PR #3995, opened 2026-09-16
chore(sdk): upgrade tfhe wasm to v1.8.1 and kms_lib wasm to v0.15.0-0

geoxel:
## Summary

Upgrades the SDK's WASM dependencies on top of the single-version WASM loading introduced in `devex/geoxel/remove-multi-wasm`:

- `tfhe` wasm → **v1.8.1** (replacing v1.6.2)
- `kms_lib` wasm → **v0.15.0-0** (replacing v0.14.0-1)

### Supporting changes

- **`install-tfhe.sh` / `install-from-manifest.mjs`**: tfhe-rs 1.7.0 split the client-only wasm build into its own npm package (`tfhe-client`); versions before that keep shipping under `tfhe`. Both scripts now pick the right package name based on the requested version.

━━━━━━

» Task statement:
In the listing above, find the lines holding the word "tfhe" and copy them.

» Output for this exercise:
chore(sdk): upgrade tfhe wasm to v1.8.1 and kms_lib wasm to v0.15.0-0
- `tfhe` wasm → **v1.8.1** (replacing v1.6.2)
- **`install-tfhe.sh` / `install-from-manifest.mjs`**: tfhe-rs 1.7.0 split the client-only wasm build into its own npm package (`tfhe-client`); versions before that keep shipping under `tfhe`. Both scripts now pick the right package name based on the requested version.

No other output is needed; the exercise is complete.